Potential for further outbreaks weighs heavy despite cautious signs of economic recovery
Investors are back on high alert after volatility reared its ugly head and fears grow about a second wave of the COVID-19 pandemic.
AGF’s CEO and chief investment officer Kevin McCreadie has warned people not to get complacent despite the “tug of war” between good and bad news. Record-breaking U.S. retail sales figures and announcements of new government stimulus may have pushed markets higher but the pandemic is showing worrying signs of new life.
At least 21 states in the U.S. are now experiencing an increase in average daily new cases, while hospitalizations have increased since Memorial Day by more than 100% in some states like Arkansas and are at record levels in other states like Texas and Arizona. Other countries are also experiencing surges in the virus, including China, which re-introduced lockdown measures in Beijing after a new cluster emerged from one of the city’s larger food markets earlier this month.
McCreadie said: “It makes sense that investors are back on high alert as they weigh the strength of the economic restart to date against the potential impact further outbreaks could have on the economy going forward and the next few weeks are going to be a lot more volatile than has been the case, really, since the end of March when stocks bottomed, and the rally began.”
The CEO said the market was likely overbought before the recent because too many were overly enthusiastic about the strength of the economic re-start and new job stats which, while encouraging, rather concealed the fact the unemployment rate was still at 13%.
The market, therefore, did not tally with the actual situation and investors are now being forced to re-assess their assumptions about how quickly and seamlessly the economy can recover.

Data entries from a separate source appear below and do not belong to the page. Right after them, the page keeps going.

PR #356, opened 2026-08-09
fix(zuuli): respect mobile safe areas

skyl:
Refs #331

## What changed
- enables viewport-fit=cover and keyboard-aware viewport resizing together with centralized env(safe-area-inset-*, 0px) variables
- bounds the app with ordered 100vh and 100dvh sizing, locks document scrolling, and keeps route scrolling inside the shell
- protects top chrome, bottom tabs, desktop sidebar, normal pages, AI, articles, login, and crash fallback in portrait and landscape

As U.S. Federal Reserve Chairman Jerome Powell has been soberly noting of late, it could be a long time yet before the U.S. economy is back operating at full capacity.

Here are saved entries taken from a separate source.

Issue #321, opened 2026-08-09
CI: `gate` never compiles Android/iOS targets — a target-specific compile error reached the protected release (build 7 Android failed)


skyl:
## Summary

The required `gate` check never compiles the Rust workspace for **Android** (or
iOS) targets, so a target-specific compile error passes `gate` green and is only
discovered by the **protected release workflow** — after a store train has
already been kicked off.

This is not hypothetical: it just happened. Build `0.1.0+7`'s
`Android / Play internal` job failed
([run 31270095364](https://github.com/free2z/zuu/actions/runs/31270095364))
with a hard compile error in the shared plugin:

```
error[E0277]: no implementation for `u32 & u16`
  --> wallet/plugins/tauri-plugin-zcash/src/app_data_migration.rs:391:21
error[E0308]: mismatched types: expected `u32`, found `u16`
error[E0277]: can't compare `u32` with `u16`
error: could not compile `tauri-plugin-zcash` (lib) due to 4 previous errors
```

`stat.st_mode` is `u32` on the Android targets while `libc::S_IFMT`/`S_IFDIR`
are `u16`; on iOS/macOS/Linux the widths agree. The PR that introduced it was
`gate`-green because `gate` aggregates `changes`, `frontend`, `rust_plugin`,
`rust_app` (`.github/workflows/zuuli.yml:210-211`) and the Rust jobs build for
the **host** only.

Net effect: iOS uploaded build 7 to TestFlight while Android never produced an
AAB — a half-shipped release identity, discovered at the most expensive possible
moment (inside the protected, credential-bearing lane).

## The gap

`gate` proves "compiles on the CI host." The product ships to iOS, Android,
macOS, Linux. Any `#[cfg]`-conditional code, any libc type-width difference, any
target-conditional dependency can diverge without `gate` noticing. The repo's
`AGENTS.md` already documents this class of trap for macOS-vs-Linux; Android and
iOS are the same trap with more targets.

## Proposed fix

Add a cheap **type-check-only** matrix to the ZUULI CI workflow and make `gate`
depend on it — `cargo check`, not a full build/link, so it stays fast:

- `aarch64-linux-android`, `armv7-linux-androideabi` (Android release ABIs)
- `aarch64-apple-ios` (iOS)

`cargo check --target …` needs the target std (via `rustup target add`) but not
the NDK/Xcode toolchain for pure type-checking, which is what catches this whole
error class. If linking turns out to be required for some crate in the graph,
[...]

PR #386, opened 2026-08-16
docs(agents): record crate constraints that already cost us a release

skyl:
Documentation only — one file, `AGENTS.md`. No code, no workflow changes.

Three constraints we paid for once and should not rediscover. Each is folded into the section that already owns its subject rather than added as a new section.

### 1. `rusqlite` 0.37 is a repo-wide singleton — *What NOT to do*

`libsqlite3-sys` declares `links = "sqlite3"`, and Cargo hard-errors on two versions of a `links` package in one graph. Everything under `wallet/` reaches SQLite through `wallet/plugins/tauri-plugin-zcash` (`rusqlite = { version = "0.37", features = ["bundled", "array"] }`), and `wallet/zuuli/src-tauri` links that plugin together with the rest of the app — so any new crate needing SQLite must resolve to 0.37. Verified: all three lockfiles are on `rusqlite 0.37.0` / `libsqlite3-sys 0.35.0`.

Worked example included: `openmls_sqlite_storage` 0.2.0 (latest release) requires `rusqlite ^0.32` and is unusable here; its `0.3.0-rc` line moved to `^0.37` and would fit. Both requirements verified against the crates.io API. The conflict only appears once the app links both, so a crate that builds standalone can still be off-limits.

### 2. Platform integer widths vs. one-target-at-a-time clippy — *Verifying before you push*

Added as a fourth trap alongside the existing platform-gated-dependency one. `cargo clippy --fix` will delete a conversion that is the reflexive identity on the target it happens to run on and load-bearing on the others. Not hypothetical: build `0.1.0+7` went to TestFlight on iOS while Android never produced an AAB (`error[E0277]: no implementation for u32 & u16`). Points at the live `#[allow(clippy::useless_conversion)]` / `#[allow(clippy::unnecessary_cast)]` sites in `wallet/plugins/tauri-plugin-zcash/src/app_data_migration.rs`, whose comments explain the skew in full, and references #321 for the CI gap. The width details are taken from those comments rather than restated loosely.

Also fixed the stale "Two specific traps" lead-in, which already described three bullets.

### 3. `wallet/deny.toml` justifications rot silently — *Guardrails that keep us honest*

Its `ignore` reasons were true when written and drift as dependencies move; a stale one launders an out-of-date assumption as a reviewed decision. Real example, verified in the lockfiles: five high-severity `aws-lc-sys` advisories parked behind "aws-lc-rs 1.15.4 pins the vulnerable line" while `wallet/zuuli/src-tauri` had already resolved aws-lc-rs 1.17.3 → aws-lc-sys 0.43.0. Guidance is to re-derive rather than re-read — empty `ignore` locally, run `scripts/check-rust-deny.sh advisories`, diff against the file. References #351.

Nothing here duplicates the existing gate, toolchain, or macOS-vs-Linux feature-unification material.

### DIFF
--- a/AGENTS.md
+++ b/AGENTS.md
@@ -136,6 +136,19 @@ integrate, and move it forward alongside everything else.
   could never reproduce the build.)
 - ❌ Rely on transitive/implicit behavior (e.g. a Cargo feature enabled only by
   another crate's unification). Declare what we use.
+- ❌ Add a crate that brings a second `rusqlite`. `libsqlite3-sys` declares
+  `links = "sqlite3"`, and Cargo refuses outright to build a graph containing
+  two versions of a `links` package — a hard error, not a warning. Everything
+  under `wallet/` reaches SQLite through `wallet/plugins/tauri-plugin-zcash`'s
+  `rusqlite = { version = "0.37", features = ["bundled", "array"] }`, and
+  `wallet/zuuli/src-tauri` links that plugin together with the rest of the app,
+  so **rusqlite 0.37 is a repo-wide singleton**: any new crate that needs SQLite
+  must resolve to it. All three lockfiles currently agree on `rusqlite 0.37.0` /
+  `libsqlite3-sys 0.35.0`. Worked example: `openmls_sqlite_storage` 0.2.0 — the
+  latest *release* — requires `rusqlite ^0.32` and is therefore unusable here;
+  its `0.3.0-rc` line moved to `^0.37` and would fit. Check the requirement
+  before adopting, because the conflict appears only once the app links both: a
+  crate that builds fine on its own can still be off-limits.
 
 ## Guardrails that keep us honest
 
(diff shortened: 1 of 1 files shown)


skyl:
## Review — approved, merging

Docs-only, `gate` green, +43/-1 in one file. Each addition went into the section that already owns its subject rather than a new one, which is right for a file people skim under pressure.

**Two corrections to my brief, both verified and both mine to own:**

1. **The width skew is not "macOS vs Android."** I wrote that; the code says otherwise. `st_mode` is `c_uint` on *every* Android ABI, `mode_t` is `u16` on the **32-bit Android ABIs (armv7/x86)** and u32 on 64-bit Android and Linux, and **Apple is self-consistent at u16** — so the break was armv7/i686-android only. Writing the code's version instead of the brief's was correct, and I have fixed my own notes.

2. **`openmls_sqlite_storage` is not unusable full stop.** 0.2.0 (latest release) needs `rusqlite ^0.32`, but `0.3.0-rc` moved to `^0.37` and would fit. "Check the requirement before adopting" is the useful rule; "this crate is blocked" would have been wrong and would have sent someone to hand-write a 56-method `StorageProvider` unnecessarily.

Good catch on the `aws-lc-sys` example already being partly corrected in `deny.toml` — describing it in past tense as the worked example, while noting the residual split (zuuli on aws-lc-rs 1.17.3, plugin and zuuallet still on 1.15.4), is more accurate than either extreme.

The **re-derive instead of re-reading** framing is the sentence I most want to survive: empty the `ignore` list locally, run the check, diff what it *reports* against what the file *claims*. That is the method that found the stale blocker, and it generalises past cargo-deny.

Also fixing the pre-existing "Two specific traps" lead-in above three bullets — small, but the kind of drift that makes a reference stop being trusted.

Merging via admin.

Meanwhile, recent trading has been dynamic and McCreadie is watching closely to see whether this trend persists.
“Despite the need to remain cautious about the economic re-start, there’s no question that the global economy is beginning a nascent recovery, but there’s also been a fair bit of speculation at play and it’s perhaps no coincidence that retail participation has not been this strong since the 1990s.

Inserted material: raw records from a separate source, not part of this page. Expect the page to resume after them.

PR #798, opened 2026-08-30
fix(zuuli): preserve unknown participant counts

### LINKED ISSUE #794: ZUULI Live: represent unknown participant counts without fabricating zero or +1
Parent: #784. Client-side safety child of #265.

## Problem

ZUULI synthesizes participant counts, including local `+1` behavior, and treats missing data like a real zero.

## Acceptance criteria

- [ ] Participant count is represented as `number | null` (or an equivalent explicit unknown state).
- [ ] Missing or failed count hydration renders a concise unavailable state, never fabricated zero.
- [ ] Remove local `+1` and other synthesized host/viewer counts.
- [ ] Unknown counts do not sort as real zero.
- [ ] Accessibility text matches the visible truth.
- [ ] Tests and mutation-sensitive assertions catch reintroduced constants or coercion.

Authoritative server hydration remains in #265; this issue must not invent a backend response.

skyl:
Closes #794

## Summary
- represent participant counts as explicit `number | null` values and keep absent/failed hydration unavailable
- remove local host/viewer count synthesis and sort known zero ahead of stable unknown values
- render truthful visible and accessible count copy across Live cards, rails, and rooms

## Tests
- `npm run typecheck`
- `npm run typecheck:tests`
- `npx vitest run` (856 passed, 5 skipped)
- `ZUULI_PW_PORT=14794 npx playwright test tests/participant-counts.pw.ts tests/private-live.pw.ts` (5 passed)
- `node --test scripts/ui-copy-truncation.node-test.mjs`
- `npm run build`

### DIFF
--- a/wallet/zuuli/src/features/home/LiveRail.tsx
+++ b/wallet/zuuli/src/features/home/LiveRail.tsx
@@ -10,6 +10,7 @@ import { useAsync } from "@/hooks/useAsync";
 import type { Livestream, StreamKind } from "@/lib/api/types";
 import { cn } from "@/lib/utils";
 import { coverTone } from "@/lib/cover";
+import { participantCountCopy } from "@/lib/participant-count";
 import { SectionHeader } from "./parts";
 
 const KIND_META: Record<
@@ -24,10 +25,11 @@ const KIND_META: Record<
 
 function StreamCard({ stream }: { stream: Livestream }) {
   const kind = KIND_META[stream.kind] ?? KIND_META.broadcast;
+  const participants = participantCountCopy(stream.participants);
   return (
     <Link
       to={`/live/${stream.username}`}
-      aria-label={`${stream.title} — live now, ${stream.participants} watching`}
+      aria-label={`${stream.title} — live now, ${participants.watching}`}
       className="group flex w-[280px] shrink-0 snap-start flex-col overflow-hidden rounded-xl border border-border bg-card shadow-sm transition-all hover:border-primary/40 focus-visible:outline-none focus-visible:ring-2 focus-visible:ring-ring sm:w-auto"
     >
       <div
@@ -47,9 +49,7 @@ function StreamCard({ stream }: { stream: Livestream }) {
         </div>
         <div className="absolute bottom-3 right-3 flex items-center gap-1 rounded-full bg-black/55 px-2 py-1 text-xs font-medium text-white backdrop-blur">
           <Users className="h-3.5 w-3.5" aria-hidden />
-          <span className="tabular-nums">
-            {stream.participants.toLocaleString()}
-          </span>
+          <span className="tabular-nums">{participants.value}</span>
         </div>
         <div className="absolute inset-0 grid place-items-center opacity-70 transition-opacity group-hover:opacity-100">
           <RadioTower className="h-8 w-8 text-white/90" aria-hidden />
--- a/wallet/zuuli/src/features/live/Discovery.tsx
+++ b/wallet/zuuli/src/features/live/Discovery.tsx
@@ -7,6 +7,7 @@ import { Tabs, TabsList, TabsTrigger } from "@/components/ui/tabs";
 import { live } from "@/lib/api/free2z";
 import { useAsync } from "@/hooks/useAsync";
 import type { StreamKind } from "@/lib/api/types";
+import { compareParticipantCountsDescending } from "@/lib/participant-count";
 import { StreamCard, StreamCardSkeleton } from "./StreamCard";
 import { GoLiveDialog } from "./GoLiveDialog";
 
@@ -51,7 +52,7 @@ export function Discovery() {
     // Live first, then most-watched.
     return [...filtered].sort((a, b) => {
       if (a.live !== b.live) return a.live ? -1 : 1;
-      return b.participants - a.participants;
+      return compareParticipantCountsDescending(a.participants, b.participants);
     });
   }, [data, filter]);
 
--- a/wallet/zuuli/src/features/live/Room.tsx
+++ b/wallet/zuuli/src/features/live/Room.tsx
@@ -41,6 +41,7 @@ import { useSession } from "@/store/session";
 import { formatTuzis, timeAgo, initials, truncateAddress } from "@/lib/format";
 import type { DyteJoinTicket, Livestream, StreamKind } from "@/lib/api/types";
 import { coverTone } from "@/lib/cover";
+import { participantCountCopy } from "@/lib/participant-count";
 import {
   parsePrivateInviteHash,
   privateInviteDisplayUrl,
@@ -136,7 +137,9 @@ export function Room() {
         title: resolved.title,
         kind: resolved.kind,
         live: true,
-        participants: 1,
+        // Starting or joining locally does not reveal an authoritative room
+        // count. Never synthesize the host/viewer into this value.
+        participants: null,
         price_tuzis: resolved.price_tuzis,
         thumbnail: null,
         started_at: new Date().toISOString(),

“If you recall, it took years for retail investors to jump back into markets in any substantial way following the financial crisis in 2008-09, but day trading has proliferated this time around, much like it did during the dot.com era. Whether this latest proliferation ends up creating a similar bubble to then remains to be seen and may depend on whether the trend persists longer term, rather than fading out as other facets of daily life return to normal.
“Still, if there’s been any froth in the market, it has not been driven by long-only institutional investors, who have remained much more cautious about the rally than their retail counterparts to date.”
The strength of a possible second wave and the strength of the economic re-opening will all dictate how equity markets perform over the coming months. The seemingly endless amount of fiscal stimulus looks set to keep investors propped up, too.
“The stimulus response has been a critical component of the rally off the bottom and more support is likely on the way. In the U.S. for example, a US$1-trillion package of additional aid is in the works to support small businesses and those unemployed due to the virus and then, markets moved higher this week on reports that the Trump Administration is considering a $1-trillion infrastructure spending program. The European Commission, meanwhile, has recently proposed a €750-billion recovery fund and other countries including Japan have also announced additional stimulus to prop up their economies in recent weeks.
"All in all, these types of fiscal measures should remain an important catalyst for stocks for as long as the need for them continues to offset the potential long-term consequences of the massive debt burden that is piling up.”